• Task brief
Look for "RenderContext" in the records and copy every line that has it.

────────────────────────────────────────

PR #1302, opened 2025-05-05
Better crash reporter error grouping from RenderContext assertions

rjrjr:
Normally crash reporters group errors by hashing against the elements of the top stack frame. This causes problems for bottleneck code that is enforcing invariants that should be implemented by client code: we wind up with "kitchen sink" groups that hold every crash of a particular type, rather than distinct groups for each specific way that mistake is made.

We fix this for a few spots in `RenderContext` by inserting a fake top stack frame based on some hashable key provided by client code -- the child workflow, the "key" param for runningSideEffect, etc.

So far this is a JVM-specific hack.

### DIFF
--- a/workflow-runtime/src/commonMain/kotlin/com/squareup/workflow1/internal/Throwables.kt
+++ b/workflow-runtime/src/commonMain/kotlin/com/squareup/workflow1/internal/Throwables.kt
@@ -1,8 +1,66 @@
 package com.squareup.workflow1.internal
 
-import kotlinx.coroutines.CancellationException
+import kotlin.contracts.ExperimentalContracts
+import kotlin.contracts.contract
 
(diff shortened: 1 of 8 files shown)


workflow-runtime/src/commonMain/kotlin/com/squareup/workflow1/internal/Throwables.kt
```diff
@@ -1,8 +1,66 @@
 package com.squareup.workflow1.internal
 
-import kotlinx.coroutines.CancellationException
+import kotlin.contracts.ExperimentalContracts
+import kotlin.contracts.contract
 
-internal tailrec fun Throwable.unwrapCancellationCause(): Throwable? {
```
rjrjr, line 5: This was unused.

steve-the-edwards (approved):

────────────────────────────────────────

• The completed task
Better crash reporter error grouping from RenderContext assertions
We fix this for a few spots in `RenderContext` by inserting a fake top stack frame based on some hashable key provided by client code -- the child workflow, the "key" param for runningSideEffect, etc.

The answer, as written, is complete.